#### [Work task]
Give back the full listing exactly as written.

#### [Data to process]
= = =

PR #827, opened 2024-06-14
Fix to always try to determine the maximum username size

iliajie:
Hey Jamie,

I found a long-standing bug: if users skip extra steps in the post-installation wizard, the default MariaDB/MySQL username is limited to 16 characters, despite modern systems supporting 32-128 characters. Specifically:

- Ubuntu 24.04/Debian 12 supports up to 128 characters
- Alma/Rocky 8/9 supports up to 80 characters
- CentOS 7 is limited to 16 characters
- MySQL 8+ supports up to 32 characters.

This patch ensures the correct username length is set for each database system.

I discovered this issue during pre-release testing on Ubuntu 24.04, where skipping the extra steps in wizard resulted in the username being cut off at terrifying 16 characters.

### DIFF
--- a/feature-mysql.pl
+++ b/feature-mysql.pl
@@ -10,6 +10,23 @@ if (!$mysql::config{'login'}) {
 	}
 %mconfig = &foreign_config("mysql");
 $mysql_user_size = $config{'mysql_user_size'} || 16;
+# Try once to determine the maximum username size
+if (!$config{'mysql_user_size'} &&
+    !$config{'mysql_user_size_auto'}) {
+	&lock_file($module_config_file);
+	eval {
+		local $main::error_must_die = 1;
+		my @str = &mysql::table_structure($mysql::master_db, "user");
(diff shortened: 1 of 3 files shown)


feature-mysql.pl
```diff
@@ -10,6 +10,23 @@ sub require_mysql
 	}
 %mconfig = &foreign_config("mysql");
 $mysql_user_size = $config{'mysql_user_size'} || 16;
+# Try once to determine the maximum username size
```
jcameron, line 13: Do this in postinstall.pl rather than here, as that's the better place for these kinds of one-off updates.

iliajie: What if MySQL isn't installed? Should we check for it first?

Perhaps we could just leave it here, as this code will still only be called once?

jcameron: I just don't like to have a lot of things happening in require_mysql, because it can slow down Virtualmin. For example, what if MySQL is running but really slow to respond to queries? This code could hang the whole UI..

= = =

#### [Finished task]
PR #827, opened 2024-06-14
Fix to always try to determine the maximum username size

iliajie:
Hey Jamie,

I found a long-standing bug: if users skip extra steps in the post-installation wizard, the default MariaDB/MySQL username is limited to 16 characters, despite modern systems supporting 32-128 characters. Specifically:

- Ubuntu 24.04/Debian 12 supports up to 128 characters
- Alma/Rocky 8/9 supports up to 80 characters
- CentOS 7 is limited to 16 characters
- MySQL 8+ supports up to 32 characters.

This patch ensures the correct username length is set for each database system.

I discovered this issue during pre-release testing on Ubuntu 24.04, where skipping the extra steps in wizard resulted in the username being cut off at terrifying 16 characters.

### DIFF
--- a/feature-mysql.pl
+++ b/feature-mysql.pl
@@ -10,6 +10,23 @@ if (!$mysql::config{'login'}) {
 	}
 %mconfig = &foreign_config("mysql");
 $mysql_user_size = $config{'mysql_user_size'} || 16;
+# Try once to determine the maximum username size
+if (!$config{'mysql_user_size'} &&
+    !$config{'mysql_user_size_auto'}) {
+	&lock_file($module_config_file);
+	eval {
+		local $main::error_must_die = 1;
+		my @str = &mysql::table_structure($mysql::master_db, "user");
(diff shortened: 1 of 3 files shown)


feature-mysql.pl
```diff
@@ -10,6 +10,23 @@ sub require_mysql
 	}
 %mconfig = &foreign_config("mysql");
 $mysql_user_size = $config{'mysql_user_size'} || 16;
+# Try once to determine the maximum username size
```
jcameron, line 13: Do this in postinstall.pl rather than here, as that's the better place for these kinds of one-off updates.

iliajie: What if MySQL isn't installed? Should we check for it first?

Perhaps we could just leave it here, as this code will still only be called once?

jcameron: I just don't like to have a lot of things happening in require_mysql, because it can slow down Virtualmin. For example, what if MySQL is running but really slow to respond to queries? This code could hang the whole UI..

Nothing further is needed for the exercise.